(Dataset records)
PR #311, opened 2018-03-09
Xarray read

delandmeterp:
Pass from netcdf4 to xarrays to read netcdf files when loading a `Field`

### DIFF
--- a/parcels/field.py
+++ b/parcels/field.py
@@ -268,9 +268,9 @@ class Field(object):
 
         if not isinstance(filenames, Iterable) or isinstance(filenames, str):
             filenames = [filenames]
-        with FileBuffer(filenames[0], dimensions) as filebuffer:
-            lon, lat = filebuffer.read_lonlat(indices)
-            depth = filebuffer.read_depth(indices)
+        with FileBuffer(filenames[0], dimensions, indices) as filebuffer:
+            lon, lat = filebuffer.read_lonlat
+            depth = filebuffer.read_depth
             if name in ['cosU', 'sinU', 'cosV', 'sinV']:
                 warning = False
                 try:
@@ -286,7 +286,7 @@ class Field(object):
         # across multiple files
         timeslices = []
         for fname in filenames:
-            with FileBuffer(fname, dimensions) as filebuffer:
+            with FileBuffer(fname, dimensions, indices) as filebuffer:
                 timeslices.append(filebuffer.time)
         timeslices = np.array(timeslices)
         time = np.concatenate(timeslices)
@@ -304,7 +304,7 @@ class Field(object):
         data = np.empty((time.size, depthdim, latdim, londim), dtype=np.float32)
         ti = 0
         for tslice, fname in zip(timeslices, filenames):
-            with FileBuffer(fname, dimensions) as filebuffer:
+            with FileBuffer(fname, dimensions, indices) as filebuffer:
                 depthsize = depth.size if len(depth.shape) == 1 else depth.shape[-3]
                 latsize = lat.size if len(lat.shape) == 1 else lat.shape[-2]
                 lonsize = lon.size if len(lon.shape) == 1 else lon.shape[-1]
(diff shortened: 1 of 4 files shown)


parcels/field.py
```diff
@@ -994,33 +988,34 @@ def subset(self, dim, dimname, indices):
...
     @property
     def data(self):
-        if len(self.dataset[self.name].shape) == 2:
-            data = self.dataset[self.name][self.indslat, self.indslon]
-        elif len(self.dataset[self.name].shape) == 3:
+        data = getattr(self.dataset, self.name)
+        if len(data.shape) == 2:
+            data = data[self.indslat, self.indslon]
+        elif len(data.shape) == 3:
             data = self.dataset[self.name][:, self.indslat, self.indslon]
```
erikvansebille: why not use `data = data[:, self.indslat, self.indslon]` here?

parcels/field.py
```diff
@@ -994,33 +988,34 @@ def subset(self, dim, dimname, indices):
...
         else:
             data = self.dataset[self.name][:, self.indsdepth, self.indslat, self.indslon]
```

> [PROBLEM TO WORK ON]:
Keep every word the same and copy out all of the entries.

> [YOUR SOLUTION]:
PR #311, opened 2018-03-09
Xarray read

delandmeterp:
Pass from netcdf4 to xarrays to read netcdf files when loading a `Field`

### DIFF
--- a/parcels/field.py
+++ b/parcels/field.py
@@ -268,9 +268,9 @@ class Field(object):
 
         if not isinstance(filenames, Iterable) or isinstance(filenames, str):
             filenames = [filenames]
-        with FileBuffer(filenames[0], dimensions) as filebuffer:
-            lon, lat = filebuffer.read_lonlat(indices)
-            depth = filebuffer.read_depth(indices)
+        with FileBuffer(filenames[0], dimensions, indices) as filebuffer:
+            lon, lat = filebuffer.read_lonlat
+            depth = filebuffer.read_depth
             if name in ['cosU', 'sinU', 'cosV', 'sinV']:
                 warning = False
                 try:
@@ -286,7 +286,7 @@ class Field(object):
         # across multiple files
         timeslices = []
         for fname in filenames:
-            with FileBuffer(fname, dimensions) as filebuffer:
+            with FileBuffer(fname, dimensions, indices) as filebuffer:
                 timeslices.append(filebuffer.time)
         timeslices = np.array(timeslices)
         time = np.concatenate(timeslices)
@@ -304,7 +304,7 @@ class Field(object):
         data = np.empty((time.size, depthdim, latdim, londim), dtype=np.float32)
         ti = 0
         for tslice, fname in zip(timeslices, filenames):
-            with FileBuffer(fname, dimensions) as filebuffer:
+            with FileBuffer(fname, dimensions, indices) as filebuffer:
                 depthsize = depth.size if len(depth.shape) == 1 else depth.shape[-3]
                 latsize = lat.size if len(lat.shape) == 1 else lat.shape[-2]
                 lonsize = lon.size if len(lon.shape) == 1 else lon.shape[-1]
(diff shortened: 1 of 4 files shown)


parcels/field.py
```diff
@@ -994,33 +988,34 @@ def subset(self, dim, dimname, indices):
...
     @property
     def data(self):
-        if len(self.dataset[self.name].shape) == 2:
-            data = self.dataset[self.name][self.indslat, self.indslon]
-        elif len(self.dataset[self.name].shape) == 3:
+        data = getattr(self.dataset, self.name)
+        if len(data.shape) == 2:
+            data = data[self.indslat, self.indslon]
+        elif len(data.shape) == 3:
             data = self.dataset[self.name][:, self.indslat, self.indslon]
```
erikvansebille: why not use `data = data[:, self.indslat, self.indslon]` here?

parcels/field.py
```diff
@@ -994,33 +988,34 @@ def subset(self, dim, dimname, indices):
...
         else:
             data = self.dataset[self.name][:, self.indsdepth, self.indslat, self.indslon]
```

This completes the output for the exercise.